My mother, on the other hand, will out-and-out lie. “Are you going to be home tomorrow afternoon when I get home from work,” I might ask and she’ll immediately look at her calendar and say, “No, I’ll be out with Jolene getting my nails done.” I can walk right over and see nothing on the calendar and sure enough the next day, Mom will be sitting in her chair watching re-runs of Oprah when I walk in the house. Why would she do that, you ask?
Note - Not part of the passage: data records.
PR #398, opened 2025-03-31
Mention the correct binary (frameSimulator) in user tutorials.

gustavosr8:


GDYendell:
Thanks for spotting that @gustavosr8 !

Can I ask, what are you currently investigating Odin for? Are you looking at support for specific detectors? I could provide some better guidance than is currently in the docs if I know what your looking to achieve.

GDYendell (approved):

gustavosr8:
Hi Gary, thanks for the reply!
So, here at LNLS we are developing a new detector, TUPI, and part of the POCs for this project is evaluating some DAC frameworks, and one of them is Odin (I think you may have talked to @ericonr about LImA 2 for the same purpose as well).

At the moment I'm trying to use the example application and after that I'll use it to evaluate the performance of our processing infrastructure.

GDYendell:
That sounds like a great idea. There has been a lot of work put into various frameworks, but not often people investigating to see if they could adopt them.

Let me know if you need any help getting things set up. The docs we have are pretty minimal and possibly incorrect, as you have found, because, as far as I know, no one outside DLS / STFC has read them.

PR #400, opened 2025-04-11
DO NOT MERGE! BUG: Test Crash During ClassModule CPP17 Update

Ohisemega:
Line 57 in the ClassLoader.h template class header file leads to a crach in the frameProcessorTest The Update simply utilizes the new CPP17 feature `static inline <variable_name>` Which allows Class headers to be defined in CPP with static variables not having to be initialized with a static method.

### DIFF
--- a/cpp/common/include/ClassLoader.h
+++ b/cpp/common/include/ClassLoader.h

I think it has everything to do with my grandfathers, on both sides of the family, who routinely lied to my grandmothers – they both told me – about everything from money to where they were spending time to even what they did for a living.

So, you can imagine how frustrating it is for me when I say something innocent like, “I think Mary Sue is dating Frank Mills,” and get a reaction from my mother, father or brother that is a simple, “There you go, making up lies again.” Why would I ever lie about Mary Sue and Frank? I have no motivation to alter facts, but in my family, motivation seems beside the point. I wonder if it’s genetic. I hope not since I really and truly don’t want to be the sort of person that people look at with raised eyebrows. However, I did find myself fibbing to my boss just the other day for no good reason. He said, “I see you were running a bit late today, Alicia.” Instead of telling him the truth and saying, “No sir, I was right on time,” I just blurted out, “Yes, the bus was late and I’m so sorry.” What is my problem, I ask you? The answer is, of course, my family. Coming from a group of prevaricators – the fancy word for liar – is not all that easy. Take the situation at the bank just last week.

My mother asked the teller to give her the balance in her account and when the woman did, my mother looked at her and said, “I don’t think that’s right. My husband told me he deposited money yesterday.” The bank teller checked all the records, and, of course, my dad had lied and not deposited the money like he was supposed to. How embarrassing. My mother was plenty mad. She confronted my dad when we got home and my dad just shook his head. “I guess it slipped my mind, Maude. I was planning on making that deposit, I swear.” Of course, we all know that he went to the horse races instead.

That lie was the last straw. I had to put some physical distance between me and my family. I withdrew all my savings and took a job in another city. I rented a new apartment and started a new life. I just couldn’t allow this family trait to define me or I’d just be one more untrustworthy person out in the world making life crazy for every person I meet.

However, I must admit that when my mother asked me where I was moving, I smiled and said Jamaica without blinking an eye, and when my boss asked what I was going to be doing, I said nursing assistant when I was really just going to another secretarial job. Okay, yes, those were lies, but I swear with some people you have to stretch the truth or else they will be all up into your business.

Hmmm. Maybe it is genetic. I distinctly remember hearing both of my grandfathers saying exactly those same words when I was growing up.